### What is required
An exact, complete copy of the data is all that is needed.

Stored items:
PR #2032, opened 2023-09-20
Fix memory leaks reported by Coverity

0intro:
This change fixes memory leaks reported by Coverity.


jan-cerny (approved):
I have reviewed the code in this PR. The CI fail is a problem is sysctl probe which become incompatible with the kernel, the CI fail isn't related to the contents of this PR. Thanks for your patch.

PR #2037, opened 2023-09-22
Fix incorrect openscap-cpe-oval result filename

rmetrich:
When using `oscap xccdf eval --oval-results` command, the oval result file is not expected one (`openscap-cpe-oval.xml.result.xml`), but `%2Fusr%2Fshare%2Fopenscap%2Fcpe%2Fopenscap-cpe-oval.xml.result.xml`.

This patch fixes the issue.


rmetrich:
Coresponding RHEL Jira: https://issues.redhat.com/browse/RHEL-7050

PR #2038, opened 2023-09-28
Add AlmaLinux CPE

metalefty:
Hi, AlmaLinux developer here. Let me add AlmaLinux CPEs.


evgenyz:
Thank you, but no: https://github.com/OpenSCAP/openscap/issues/1683

metalefty:
Thanks, I didn't know that but it makes sense.

PR #2040, opened 2023-10-04
Fix probe_reset

0intro:
The probe_reset function didn't work properly, because its second argument was always NULL.

This changes fixes the probe_reset function by passing the probe as the second argument.

This change also call probe_ncache_clear to clear the ncache instead of calling probe_ncache_free and probe_ncache_new, like it was done in change 057873ac7c816b5e067c49442bd4f55b77121e9c.


evgenyz (approved):
Thanks!

PR #2046, opened 2023-10-24
Rewrite dpkginfo probe without using APT

0intro:
This change rewrites the dpkginfo probe without using the APT library.

The dpkginfo now parses the list of installed package (`/var/lib/dpkg/status`) directly, instead of relying on the APT library.

This prevents loading the full list of packages in memory and various issues related to the use of the APT library.

The dpkginfo probe is now stateless and doesn't require init and fini functions. Also, the `dpkginfo_get_by_name` function can now be called from multiple threads without having to be protected by a lock.

The dependency on the APT library has been removed from OpenSCAP.


evgenyz:
Are there any potential behaviour changes?

0intro:
> Are there any potential behaviour changes?

There shouldn't be. The new `dpkginfo_get_by_name` function should behave exactly like the former one.

One thing that the APT library did was to return only the packages installed for the current architecture. I don't think it really matters in practice, because the multiple architecture support is only used to install 32-bit libraries on 64-bits systems. Also, it didn't even work properly before, because the APT configuration (`/etc/apt`) was loaded from the root file system, instead of the directory specified by `OSCAP_PROBE_ROOT` (then the apt-config stuff was re-rooted on the right root directory to retrieve the package database).

src/OVAL/probes/unix/linux/dpkginfo-helper.c
```diff
@@ -0,0 +1,174 @@
...
+		if (reply->release == NULL)
+			goto err;
+	}
+	reply->version = strdup(version);
+	if (reply->version == NULL)
+		goto err;
+
+	free(evr);
+	return 0;
+err:
```
evgenyz, line 63: There are a lot of reasons for this (and its caller) function to fail but there is no discrimination. I'd suggest to at least add debug-level logs for key junction points that have a significant chance of happening in a real environment. Otherwise it'd be very hard to understand why the probe does a wrong thing in production. I can't quite pinpoint where it should be placed, but I had a bad exp. with logless probes in the past. Just for you to consider.

evgenyz (changes requested):

src/OVAL/probes/unix/linux/dpkginfo-helper.c
```diff
@@ -0,0 +1,174 @@
...
+#include <stdio.h>
+#include <stdlib.h>
+#include <string.h>
+#include <ctype.h>
+#include <limits.h>
+
+#include "debug_priv.h"
+#include "dpkginfo-helper.h"
+
+#define MAX_LEN 4096
```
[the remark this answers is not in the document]
0intro: Done.

src/OVAL/probes/unix/linux/dpkginfo-helper.c
0intro: I've added some debug prints, which, along with the debug prints already existing in `dpkginfo.c`, should help to understand the potential issues.

evgenyz (changes requested):
LGTM! Thanks!

But, I'd like to ask you to also update the docs, CI config and generic spec file (remove libapt dep) within the same PR. (See: https://github.com/search?q=repo%3AOpenSCAP%2Fopenscap%20apt-devel&type=code)

src/OVAL/probes/unix/linux/dpkginfo-helper.c
evgenyz: Makes sense.

0intro:
> But, I'd like to ask you to also update the docs, CI config and generic spec file (remove libapt dep) within the same PR. (See: https://github.com/search?q=repo%3AOpenSCAP%2Fopenscap%20apt-devel&type=code)

I've just updated the docs, CI config and spec file. Let me know if I have missed anything.

evgenyz:
Hold on a bit. Python 3.12 kicked us right in the fork.

evgenyz:
And new kernel :(

evgenyz:
Okay, we are good to go. Can you please rebase and have another go for CI?

evgenyz (approved):
Waiting for green CI.

0intro:
It's green now (except CodeQL).

evgenyz:
Thank you!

### Task answer
PR #2032, opened 2023-09-20
Fix memory leaks reported by Coverity

0intro:
This change fixes memory leaks reported by Coverity.


jan-cerny (approved):
I have reviewed the code in this PR. The CI fail is a problem is sysctl probe which become incompatible with the kernel, the CI fail isn't related to the contents of this PR. Thanks for your patch.

PR #2037, opened 2023-09-22
Fix incorrect openscap-cpe-oval result filename

rmetrich:
When using `oscap xccdf eval --oval-results` command, the oval result file is not expected one (`openscap-cpe-oval.xml.result.xml`), but `%2Fusr%2Fshare%2Fopenscap%2Fcpe%2Fopenscap-cpe-oval.xml.result.xml`.

This patch fixes the issue.


rmetrich:
Coresponding RHEL Jira: https://issues.redhat.com/browse/RHEL-7050

PR #2038, opened 2023-09-28
Add AlmaLinux CPE

metalefty:
Hi, AlmaLinux developer here. Let me add AlmaLinux CPEs.


evgenyz:
Thank you, but no: https://github.com/OpenSCAP/openscap/issues/1683

metalefty:
Thanks, I didn't know that but it makes sense.

PR #2040, opened 2023-10-04
Fix probe_reset

0intro:
The probe_reset function didn't work properly, because its second argument was always NULL.

This changes fixes the probe_reset function by passing the probe as the second argument.

This change also call probe_ncache_clear to clear the ncache instead of calling probe_ncache_free and probe_ncache_new, like it was done in change 057873ac7c816b5e067c49442bd4f55b77121e9c.


evgenyz (approved):
Thanks!

PR #2046, opened 2023-10-24
Rewrite dpkginfo probe without using APT

0intro:
This change rewrites the dpkginfo probe without using the APT library.

The dpkginfo now parses the list of installed package (`/var/lib/dpkg/status`) directly, instead of relying on the APT library.

This prevents loading the full list of packages in memory and various issues related to the use of the APT library.

The dpkginfo probe is now stateless and doesn't require init and fini functions. Also, the `dpkginfo_get_by_name` function can now be called from multiple threads without having to be protected by a lock.

The dependency on the APT library has been removed from OpenSCAP.


evgenyz:
Are there any potential behaviour changes?

0intro:
> Are there any potential behaviour changes?

There shouldn't be. The new `dpkginfo_get_by_name` function should behave exactly like the former one.

One thing that the APT library did was to return only the packages installed for the current architecture. I don't think it really matters in practice, because the multiple architecture support is only used to install 32-bit libraries on 64-bits systems. Also, it didn't even work properly before, because the APT configuration (`/etc/apt`) was loaded from the root file system, instead of the directory specified by `OSCAP_PROBE_ROOT` (then the apt-config stuff was re-rooted on the right root directory to retrieve the package database).

src/OVAL/probes/unix/linux/dpkginfo-helper.c
```diff
@@ -0,0 +1,174 @@
...
+		if (reply->release == NULL)
+			goto err;
+	}
+	reply->version = strdup(version);
+	if (reply->version == NULL)
+		goto err;
+
+	free(evr);
+	return 0;
+err:
```
evgenyz, line 63: There are a lot of reasons for this (and its caller) function to fail but there is no discrimination. I'd suggest to at least add debug-level logs for key junction points that have a significant chance of happening in a real environment. Otherwise it'd be very hard to understand why the probe does a wrong thing in production. I can't quite pinpoint where it should be placed, but I had a bad exp. with logless probes in the past. Just for you to consider.

evgenyz (changes requested):

src/OVAL/probes/unix/linux/dpkginfo-helper.c
```diff
@@ -0,0 +1,174 @@
...
+#include <stdio.h>
+#include <stdlib.h>
+#include <string.h>
+#include <ctype.h>
+#include <limits.h>
+
+#include "debug_priv.h"
+#include "dpkginfo-helper.h"
+
+#define MAX_LEN 4096
```
[the remark this answers is not in the document]
0intro: Done.

src/OVAL/probes/unix/linux/dpkginfo-helper.c
0intro: I've added some debug prints, which, along with the debug prints already existing in `dpkginfo.c`, should help to understand the potential issues.

evgenyz (changes requested):
LGTM! Thanks!

But, I'd like to ask you to also update the docs, CI config and generic spec file (remove libapt dep) within the same PR. (See: https://github.com/search?q=repo%3AOpenSCAP%2Fopenscap%20apt-devel&type=code)

src/OVAL/probes/unix/linux/dpkginfo-helper.c
evgenyz: Makes sense.

0intro:
> But, I'd like to ask you to also update the docs, CI config and generic spec file (remove libapt dep) within the same PR. (See: https://github.com/search?q=repo%3AOpenSCAP%2Fopenscap%20apt-devel&type=code)

I've just updated the docs, CI config and spec file. Let me know if I have missed anything.

evgenyz:
Hold on a bit. Python 3.12 kicked us right in the fork.

evgenyz:
And new kernel :(

evgenyz:
Okay, we are good to go. Can you please rebase and have another go for CI?

evgenyz (approved):
Waiting for green CI.

0intro:
It's green now (except CodeQL).

evgenyz:
Thank you!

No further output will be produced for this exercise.